[Exercise]: Wherever the word "iter" appears in a line of the records, copy that line.
•••
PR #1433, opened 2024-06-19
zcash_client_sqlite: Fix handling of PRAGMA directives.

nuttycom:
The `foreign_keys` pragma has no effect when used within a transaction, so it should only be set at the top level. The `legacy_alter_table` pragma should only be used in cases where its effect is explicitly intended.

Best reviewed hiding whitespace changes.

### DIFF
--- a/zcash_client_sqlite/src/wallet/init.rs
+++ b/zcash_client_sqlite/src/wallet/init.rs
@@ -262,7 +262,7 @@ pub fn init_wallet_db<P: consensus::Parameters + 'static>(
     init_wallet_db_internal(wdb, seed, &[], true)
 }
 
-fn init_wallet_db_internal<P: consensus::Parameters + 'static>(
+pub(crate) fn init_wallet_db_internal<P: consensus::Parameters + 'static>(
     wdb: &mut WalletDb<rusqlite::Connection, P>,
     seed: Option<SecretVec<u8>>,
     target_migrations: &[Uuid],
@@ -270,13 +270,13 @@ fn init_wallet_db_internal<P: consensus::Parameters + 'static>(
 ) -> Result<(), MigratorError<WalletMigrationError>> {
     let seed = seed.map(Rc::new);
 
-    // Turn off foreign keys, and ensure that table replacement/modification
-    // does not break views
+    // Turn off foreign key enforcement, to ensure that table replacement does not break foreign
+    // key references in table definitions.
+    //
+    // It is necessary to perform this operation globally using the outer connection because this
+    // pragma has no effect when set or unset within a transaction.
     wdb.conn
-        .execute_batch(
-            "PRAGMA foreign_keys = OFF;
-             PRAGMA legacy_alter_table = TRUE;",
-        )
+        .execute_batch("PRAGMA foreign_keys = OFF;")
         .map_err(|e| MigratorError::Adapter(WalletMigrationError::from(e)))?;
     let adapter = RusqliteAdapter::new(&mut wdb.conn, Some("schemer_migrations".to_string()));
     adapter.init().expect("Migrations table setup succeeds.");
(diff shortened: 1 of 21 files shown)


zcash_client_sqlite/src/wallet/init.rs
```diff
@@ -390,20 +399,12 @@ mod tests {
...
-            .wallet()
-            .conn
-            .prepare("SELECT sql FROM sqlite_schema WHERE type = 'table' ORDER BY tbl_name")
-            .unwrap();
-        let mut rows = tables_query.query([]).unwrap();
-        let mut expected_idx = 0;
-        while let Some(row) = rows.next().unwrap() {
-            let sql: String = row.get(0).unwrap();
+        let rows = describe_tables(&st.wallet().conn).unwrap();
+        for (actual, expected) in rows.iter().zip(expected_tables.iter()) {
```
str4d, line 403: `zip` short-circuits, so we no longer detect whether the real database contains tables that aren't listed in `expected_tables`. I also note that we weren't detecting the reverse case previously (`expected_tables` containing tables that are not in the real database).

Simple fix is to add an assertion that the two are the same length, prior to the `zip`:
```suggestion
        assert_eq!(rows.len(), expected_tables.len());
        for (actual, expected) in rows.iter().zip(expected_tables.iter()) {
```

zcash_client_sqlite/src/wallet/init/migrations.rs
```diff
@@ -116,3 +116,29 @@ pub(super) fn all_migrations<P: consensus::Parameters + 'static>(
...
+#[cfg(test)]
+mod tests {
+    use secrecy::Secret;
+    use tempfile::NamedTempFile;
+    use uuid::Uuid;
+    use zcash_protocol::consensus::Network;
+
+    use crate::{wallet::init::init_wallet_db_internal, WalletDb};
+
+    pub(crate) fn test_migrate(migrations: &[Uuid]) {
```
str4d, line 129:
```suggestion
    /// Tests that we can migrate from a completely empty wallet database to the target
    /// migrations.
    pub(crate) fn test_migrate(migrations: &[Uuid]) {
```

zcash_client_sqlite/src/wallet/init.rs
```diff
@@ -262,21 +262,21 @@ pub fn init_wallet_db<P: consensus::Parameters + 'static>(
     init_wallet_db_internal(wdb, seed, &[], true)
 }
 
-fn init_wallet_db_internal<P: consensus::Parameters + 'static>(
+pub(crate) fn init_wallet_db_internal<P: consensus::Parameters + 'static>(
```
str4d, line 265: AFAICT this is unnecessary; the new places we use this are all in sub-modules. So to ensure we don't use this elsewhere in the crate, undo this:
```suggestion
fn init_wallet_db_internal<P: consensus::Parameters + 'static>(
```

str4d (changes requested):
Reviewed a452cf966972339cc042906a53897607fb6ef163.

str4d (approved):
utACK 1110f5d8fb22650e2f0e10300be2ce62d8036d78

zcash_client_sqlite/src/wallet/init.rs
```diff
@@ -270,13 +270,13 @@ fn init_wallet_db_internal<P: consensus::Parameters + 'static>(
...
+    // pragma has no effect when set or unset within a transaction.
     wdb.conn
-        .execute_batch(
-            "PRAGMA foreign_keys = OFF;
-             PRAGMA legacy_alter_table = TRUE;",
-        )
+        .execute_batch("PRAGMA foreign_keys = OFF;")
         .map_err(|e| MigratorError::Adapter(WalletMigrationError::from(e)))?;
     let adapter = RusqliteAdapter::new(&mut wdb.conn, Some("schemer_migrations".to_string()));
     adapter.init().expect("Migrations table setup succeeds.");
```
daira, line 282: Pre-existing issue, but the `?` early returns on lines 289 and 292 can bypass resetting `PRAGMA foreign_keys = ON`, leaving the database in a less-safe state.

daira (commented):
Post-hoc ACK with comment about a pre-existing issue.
•••
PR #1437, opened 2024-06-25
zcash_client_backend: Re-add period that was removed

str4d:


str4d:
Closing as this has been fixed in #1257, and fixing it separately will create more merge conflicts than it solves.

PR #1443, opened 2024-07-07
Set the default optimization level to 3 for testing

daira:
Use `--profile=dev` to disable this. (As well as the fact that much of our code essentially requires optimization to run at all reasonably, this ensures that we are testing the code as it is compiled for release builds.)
•••
[Finished task]:
+        for (actual, expected) in rows.iter().zip(expected_tables.iter()) {
        for (actual, expected) in rows.iter().zip(expected_tables.iter()) {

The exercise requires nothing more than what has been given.